PR #4937, opened 2022-11-29
Add shift-backspace keybind alias for backspace

lesleyrs:
Not sure if this PR works but would be nice to have, no real reason not to I guess?

### DIFF
--- a/book/src/keymap.md
+++ b/book/src/keymap.md
@@ -342,7 +342,7 @@ experience.
 | `Alt-d`, `Alt-Delete`                       | Delete next word            | `delete_word_forward`    |
 | `Ctrl-u`                                    | Delete to start of line     | `kill_to_line_start`     |
 | `Ctrl-k`                                    | Delete to end of line       | `kill_to_line_end`       |
-| `Ctrl-h`, `Backspace`                       | Delete previous char        | `delete_char_backward`   |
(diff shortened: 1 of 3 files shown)


the-mikedavis:
By default the terminal can't tell the difference between backspace and S-backspace: all of these commands already work with S-backspace. Terminals that implement the progressive keyboard enhancement protocol can tell the difference but we need to detect and enable that from within Helix. See the [`enable-keycode-disambiguation` branch](https://github.com/helix-editor/helix/tree/enable-keycode-disambiguation). We could merge this change into that branch.

lesleyrs:
Ok sounds good, I'm not sure how to have 2 separate helix installs work so I can't test if I did it correctly. And I don't wanna mess with my current install.

gabydd:
Just FYI enable key code disambiguation was just merged also you can do ``cargo build`` or ``cargo run`` to test it out

the-mikedavis:
#4887 handles the new keys but doesn't enable the disambiguation flags. See https://github.com/helix-editor/helix/pull/4887#issuecomment-1328093166

kirawi:
Misclick.

lesleyrs:
Ok I just did a cargo run and it seems to work as intended in both editor and prompt 👍. Thx for the help guys!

****

** HOW TO COMPLETE THIS TASK **
Please write out, exactly as they appear, the lines from the line containing "#4887 handles the" through the last line of the records above, both included.

** EXERCISE ANSWER **
#4887 handles the new keys but doesn't enable the disambiguation flags. See https://github.com/helix-editor/helix/pull/4887#issuecomment-1328093166

kirawi:
Misclick.

lesleyrs:
Ok I just did a cargo run and it seems to work as intended in both editor and prompt 👍. Thx for the help guys!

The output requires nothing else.